> Stored data:
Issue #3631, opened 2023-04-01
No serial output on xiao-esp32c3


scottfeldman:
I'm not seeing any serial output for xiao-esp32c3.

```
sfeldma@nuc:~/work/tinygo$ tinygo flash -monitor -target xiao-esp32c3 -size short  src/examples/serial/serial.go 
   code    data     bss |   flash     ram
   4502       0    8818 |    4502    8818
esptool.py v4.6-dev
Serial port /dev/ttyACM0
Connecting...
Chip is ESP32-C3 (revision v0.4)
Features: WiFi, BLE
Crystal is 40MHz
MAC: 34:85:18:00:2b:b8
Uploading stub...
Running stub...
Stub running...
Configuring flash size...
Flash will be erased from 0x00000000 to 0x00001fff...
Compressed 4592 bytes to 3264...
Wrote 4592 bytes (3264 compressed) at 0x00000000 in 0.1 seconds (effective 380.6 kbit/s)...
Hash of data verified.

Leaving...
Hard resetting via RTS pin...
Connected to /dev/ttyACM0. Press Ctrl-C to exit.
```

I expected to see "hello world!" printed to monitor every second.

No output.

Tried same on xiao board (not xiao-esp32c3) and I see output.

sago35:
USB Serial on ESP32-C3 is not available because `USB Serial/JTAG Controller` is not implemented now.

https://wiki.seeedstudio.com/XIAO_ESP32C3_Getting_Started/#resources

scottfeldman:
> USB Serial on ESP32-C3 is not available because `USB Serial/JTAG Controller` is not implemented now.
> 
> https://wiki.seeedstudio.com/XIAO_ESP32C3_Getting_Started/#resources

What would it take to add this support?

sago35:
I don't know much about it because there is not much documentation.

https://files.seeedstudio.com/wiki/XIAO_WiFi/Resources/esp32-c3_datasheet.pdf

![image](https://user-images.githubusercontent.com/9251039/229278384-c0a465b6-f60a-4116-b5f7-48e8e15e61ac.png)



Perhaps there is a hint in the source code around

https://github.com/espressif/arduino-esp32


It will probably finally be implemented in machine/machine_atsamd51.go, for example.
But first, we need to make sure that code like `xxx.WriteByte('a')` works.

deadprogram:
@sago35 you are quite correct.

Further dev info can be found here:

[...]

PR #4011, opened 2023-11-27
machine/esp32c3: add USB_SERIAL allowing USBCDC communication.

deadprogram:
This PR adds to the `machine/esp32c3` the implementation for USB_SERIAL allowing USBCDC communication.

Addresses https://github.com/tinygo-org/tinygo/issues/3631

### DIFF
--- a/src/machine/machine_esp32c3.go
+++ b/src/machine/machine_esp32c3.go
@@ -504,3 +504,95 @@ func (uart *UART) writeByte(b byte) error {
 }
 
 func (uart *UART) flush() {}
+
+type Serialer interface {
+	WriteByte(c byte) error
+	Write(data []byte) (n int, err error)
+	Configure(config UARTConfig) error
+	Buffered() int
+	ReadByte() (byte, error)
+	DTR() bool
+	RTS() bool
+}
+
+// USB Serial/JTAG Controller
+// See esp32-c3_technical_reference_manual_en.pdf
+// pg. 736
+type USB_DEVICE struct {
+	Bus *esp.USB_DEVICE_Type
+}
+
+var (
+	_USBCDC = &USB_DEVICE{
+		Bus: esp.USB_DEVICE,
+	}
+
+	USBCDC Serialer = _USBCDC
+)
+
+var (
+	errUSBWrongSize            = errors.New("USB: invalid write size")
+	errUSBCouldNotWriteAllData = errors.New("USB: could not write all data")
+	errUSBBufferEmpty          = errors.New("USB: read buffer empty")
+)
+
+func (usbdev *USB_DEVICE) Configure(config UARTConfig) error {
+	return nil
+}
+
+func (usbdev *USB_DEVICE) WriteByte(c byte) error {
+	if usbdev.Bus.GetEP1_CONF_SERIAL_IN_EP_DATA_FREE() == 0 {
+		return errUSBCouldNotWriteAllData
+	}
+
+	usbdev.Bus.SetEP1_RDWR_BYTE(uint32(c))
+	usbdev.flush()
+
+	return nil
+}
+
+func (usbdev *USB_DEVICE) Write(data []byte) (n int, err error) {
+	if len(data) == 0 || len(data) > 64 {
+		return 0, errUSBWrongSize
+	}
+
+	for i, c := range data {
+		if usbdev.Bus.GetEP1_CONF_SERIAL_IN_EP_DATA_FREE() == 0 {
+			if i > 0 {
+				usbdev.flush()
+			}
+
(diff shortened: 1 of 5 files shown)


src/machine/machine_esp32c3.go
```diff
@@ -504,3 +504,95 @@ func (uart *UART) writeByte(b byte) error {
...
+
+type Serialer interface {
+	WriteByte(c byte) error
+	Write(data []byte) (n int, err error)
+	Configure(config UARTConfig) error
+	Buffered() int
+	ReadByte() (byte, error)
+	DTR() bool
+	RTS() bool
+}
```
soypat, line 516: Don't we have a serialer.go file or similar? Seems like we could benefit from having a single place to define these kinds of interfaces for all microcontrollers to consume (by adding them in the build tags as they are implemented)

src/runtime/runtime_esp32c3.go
==
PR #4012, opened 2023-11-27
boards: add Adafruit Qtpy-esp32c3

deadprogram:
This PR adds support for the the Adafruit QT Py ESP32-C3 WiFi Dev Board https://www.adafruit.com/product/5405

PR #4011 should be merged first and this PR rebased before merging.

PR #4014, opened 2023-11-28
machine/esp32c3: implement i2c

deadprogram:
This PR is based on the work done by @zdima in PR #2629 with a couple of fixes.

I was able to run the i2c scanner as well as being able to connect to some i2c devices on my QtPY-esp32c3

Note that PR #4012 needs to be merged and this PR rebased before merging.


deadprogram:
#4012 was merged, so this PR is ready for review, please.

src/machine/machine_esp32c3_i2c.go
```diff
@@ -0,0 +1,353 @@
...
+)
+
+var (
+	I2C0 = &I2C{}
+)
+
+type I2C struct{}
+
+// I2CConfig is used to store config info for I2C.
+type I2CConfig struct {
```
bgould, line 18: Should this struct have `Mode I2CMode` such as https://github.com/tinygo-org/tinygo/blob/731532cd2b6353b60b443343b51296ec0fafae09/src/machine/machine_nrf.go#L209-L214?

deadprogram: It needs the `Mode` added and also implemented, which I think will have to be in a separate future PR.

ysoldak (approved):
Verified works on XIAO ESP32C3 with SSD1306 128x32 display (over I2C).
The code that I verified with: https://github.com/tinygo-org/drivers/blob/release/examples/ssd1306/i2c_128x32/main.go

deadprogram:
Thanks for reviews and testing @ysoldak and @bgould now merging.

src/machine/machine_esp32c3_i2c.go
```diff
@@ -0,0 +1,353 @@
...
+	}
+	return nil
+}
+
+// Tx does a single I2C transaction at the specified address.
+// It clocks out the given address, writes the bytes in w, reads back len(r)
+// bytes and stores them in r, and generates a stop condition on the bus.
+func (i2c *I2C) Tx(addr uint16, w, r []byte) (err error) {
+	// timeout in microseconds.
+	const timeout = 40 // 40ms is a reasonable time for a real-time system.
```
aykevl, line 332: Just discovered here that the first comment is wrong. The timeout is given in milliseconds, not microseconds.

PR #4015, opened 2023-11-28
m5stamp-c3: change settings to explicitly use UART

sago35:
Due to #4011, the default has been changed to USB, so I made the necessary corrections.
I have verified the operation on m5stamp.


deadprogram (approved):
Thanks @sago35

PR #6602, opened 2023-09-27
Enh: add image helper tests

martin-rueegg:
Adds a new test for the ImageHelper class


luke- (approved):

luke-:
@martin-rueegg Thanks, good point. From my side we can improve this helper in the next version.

> WHAT YOU NEED TO DO: Each line of the data that includes "microseconds" should be copied.

> ANSWER SECTION:
+	// timeout in microseconds.
aykevl, line 332: Just discovered here that the first comment is wrong. The timeout is given in milliseconds, not microseconds.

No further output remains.